Flashback two years ago.  Warner Brothers forks over a modest eight million dollars for him to star in this action flick called No More Mister Nice Guy – a more or less biographical feature.  Up to the point where Genesis is interviewing the President of the United States and a group of terrorists take the station hostage.  Then it’s up to Genesis to save the President and kill off the bad guys one by one.  With an uzi.  The movie bombed and Genesis returned to television primetime with his own weekly news program called The Message.  Channel Seven put his mug on every billboard and bus bench in town.  You turn a corner and there he is, staring at you.  Blue eyes, curly blonde hair, bronze tan, and, of course, the infamous Julius Genesis nose – a glorifying tribute to the aging Roman aesthetic.  A triumph for toucans everywhere.

 

Genesis says a Downtown warehouse party just got busted.  LAPD show up, gas the joint and take a gang of kids in for inciting a riot.  Minor drug charges.  Clip of cops batting a sixteen year-old kid wearing an Elmo backpack.  Cut to kids laughing and giggling.  Cut to kids squeezed into squad cars.  Some of them flip the camera West Side signs.  I wonder if John is in one of those cars.

 

Charles is nodding off.  I nudge his elbow.

 

Hey.  Hey, what time is it?

 

I dunno.

 

Hey.

 

What?

 

Are you drunk?

 

What?

 

You never get drunk.

 

Wrong.  Charles never gets drunk.

 

Don’t – don’t –

 

I don’t HAVE to be Charles.

 

I belch.  I’m blitzed.  Charles leans back in his chair and tumbles backwards.  His right hand reaches for the carpet to cushion his fall while his left hand shoots for the table leg in vain.  He lands on his head and laughs.

 

Hey, Justin.
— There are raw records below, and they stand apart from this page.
PR #484, opened 2025-03-26
feat: provide `fapt` alias in exegol

skyf0l:
i love using `fapt` during setup and i regret not having it directly in exegol :)


ShutdownRepo (approved):

ShutdownRepo:
haha! excellent idea, why didn't I think about that in the first place
LGTM

PR #485, opened 2025-03-26
perf: no more useless build dependencies

skyf0l:
Is there any reason to keep the sslscan build residues? (As sslscan is statically compiled and moved to `/opt/tools/bin`). :rocket: 

```shell
215M	/opt/tools/sslscan
6.7M	/opt/tools/tig
4.4M	/opt/tools/GoMapEnum
1.5M	/opt/tools/hcxdumptool
1.3M	/opt/tools/hcxtools
1.2M	/opt/tools/ffuf
376K	/opt/tools/yalis
```

+ tig installation was creating an empty `/root/bin` folder and a config file in `/root/etc/tigrc`

### DIFF
--- a/sources/install/package_misc.sh
+++ b/sources/install/package_misc.sh
@@ -145,11 +145,10 @@ function install_objectwalker() {
 function install_tig() {
     # CODE-CHECK-WHITELIST=add-aliases,add-history
     colorecho "Installing tig"
-    git -C /opt/tools clone --depth 1 https://github.com/jonas/tig.git
-    cd /opt/tools/tig || exit
+    git -C /tmp clone --depth 1 https://github.com/jonas/tig.git
+    cd /tmp/tig || exit
     make -j
-    make install clean
-    mv /root/bin/tig /opt/tools/bin/tig
+    make install bindir=/opt/tools/bin sysconfdir=/etc
     # Need add-history ?
     add-test-command "tig --help"
     add-to-list "tig,https://github.com/jonas/tig,Tig is an ncurses-based text-mode interface for git."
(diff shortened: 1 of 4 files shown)


gbe:
I just did a quick test for `sslscan`.

Before building:
```
git clone --depth 1 https://github.com/rbsec/sslscan.git

du -hs sslscan    
996K	sslscan

find sslscan | wc -l
111
```

Building (not interesting to show but just for clarity):
```
make static
make clean
```

After building:
```
du -hs sslscan    
215M	sslscan

find sslscan | wc -l
26882
```

Unfortunately, it seems indeed that the command `make clean` does not clean well enough.

gbe:
Still about `sslscan` and according to https://github.com/rbsec/sslscan/blob/master/Makefile#L173, we should do a `make realclean` instead of `make clean`.

I tested it and confirmed that it fixes the issue.

skyf0l:
> Still about `sslscan` and according to https://github.com/rbsec/sslscan/blob/master/Makefile#L173, we should do a `make realclean` instead of `make clean`.

Yep, I saw that, but does it make sence to keep build sources ? As a lot of other tools are just downloaded already compiled ?
There are neither config files nor wordlists in repositories.

ShutdownRepo:
Good idea, let's test that

ShutdownRepo:
Tests are failing on ffuf
```
COMMAND: ffuf --help
└── STDOUT:
Your version of Exegol wrapper is not up-to-date!

└── STDERR:
/tmp/tmpokocwh3f:1: command not found: ffuf
```

PR #487, opened 2025-03-29
Added glow and fzf-thr

lap1nou:
# Description

This PR add a little alias to browse `The Hacker Recipes` inside the terminal, it also replace variable, I was inspired by this: https://x.com/_nwodtuhs/status/1905703421652685064.

The alias make use of `glow` (https://github.com/charmbracelet/glow) to render Markdown inside the terminal.

image

image

# Related issues

N / A

# Point of attention

The `glow` binary size is around 6 MB.

Image are not rendered and link between Markdown file don't work yet. Also some specific Vite syntax is not rendered (callouts, etc...).


sources/install/package_misc.sh
```diff
@@ -208,6 +208,25 @@ function install_wesng() {
...
+function install_glow() {
+    # CODE-CHECK-WHITELIST=add-aliases,add-history
+    colorecho "Installing glow"
+    wget https://github.com/charmbracelet/glow/releases/download/v2.1.0/glow_2.1.0_Linux_x86_64.tar.gz -O /tmp/glow.tar.gz
+    tar -xvf /tmp/glow.tar.gz
+    cp glow_2.1.0_Linux_x86_64/glow /opt/tools/bin
+    rm -f /tmp/glow.tar.gz
+    rm -rf /tmp/glow_2.1.0_Linux_x86_64/
+    add-test-command "glow --help"
+    add-to-list "glow,https://github.com/charmbracelet/glow,glow is a tool to render Markdown inside the terminal."
```
ShutdownRepo: wouldn't it be best to have a dynamic versioning for glow?

sources/install/package_misc.sh
```diff
@@ -208,6 +208,25 @@ function install_wesng() {
...
+}
+
+function install_thr() {
+    # CODE-CHECK-WHITELIST=add-aliases,add-history
+    colorecho "Installing thr"
+    git -C /opt/tools/ clone https://github.com/The-Hacker-Recipes/The-Hacker-Recipes.git
+    add-test-command "ls /opt/tools/The-Hacker-Recipes/"
+    add-to-list "thr,https://www.thehacker.recipes/,THR (The Hacker Recipes) is aimed at providing technical guides on various hacking topics."
```
ShutdownRepo, line 238: we should probably include the "server install" in here, or an alias, that allows to actually run THR locally 🤷

sources/assets/shells/aliases.d/fzf
```diff
@@ -4,3 +4,36 @@ alias fzf-haiti-hashcat='(){ haiti -e $1 | fzf --ansi | grep -E -o " [0-9]*]" |
...
+
+	if [ ! -z $DC_IP ]; then
+		sed -i -e "s/\$DC_IP/$DC_IP/g" "$file";
+	fi
+
+	glow -t "$file"
+	old_path="$PWD"
+	cd /opt/tools/The-Hacker-Recipes/
+	git restore .
+	cd $old_path
```
ShutdownRepo: wouldn't be best to have this in a thr alias file? and to set a function rather than an alias?

ShutdownRepo (changes requested):
great idea! thank you for the pull request
here are a few change requests

ShutdownRepo:
Btw, wrong target branch, changing it now

sources/assets/shells/aliases.d/fzf
gbe: The brackets should be doubled, and for consistency with the rest of Exegol, the variables should be between quotes.
For instance:
```
if [[ ! -z "$DC_HOST" ]]; then
```

ShutdownRepo:
we've got a conflict, can you check it out?

sources/install/package_misc.sh
lap1nou: I'm not sure to understand, should we provide a way to run the documentation locally on a local web server ?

I was just thinking –

 

You’re drunk.

 

Why one god, man?

 

Why not?

 

Cuz the Greeks, man.  Those guys – they knew where it was AT, man.  They had a whole bunch of gods like, up on the mountain.  Cuz they realized, they thought, like, one god is WRONG.  He’s more likely to fuck things up.  But man, you got like a THOUSAND gods up there and each with a designated job … Now you’re in business.  You just – that’s it, man.  And with a thousand gods and stuff, it’s easier to pass the blame.

 

Get outta my house.

 

Naw.  I was just leaving.

 

Hey.  I didn’t mean it.

 

Naw, I gotta get home, hit the sack.

 

Why don’t you crash here?

 

Frankly, your TV frightens me.

 

You’re drunk.

 

And God help any driver who gets in my way.  G’night.

 

G’night, man.

 

And when you see me tomorrow, I’ll be a NEW MAN.

 

You’re not getting a sex change, are you?

 

The New Charles flips me off and stumbles out the door.

 

Night.

 

Night.

 

I turn off the TV and jerk my body towards the couch, balancing elephants on my head.  The closer I get to my destination, the heavier the elephants get.  I lie down on my stomach, shut my eyes and the elephants are gone. I wonder if Natasha is awake right now.  Right before I pass out, I hear the TV.  It’s on.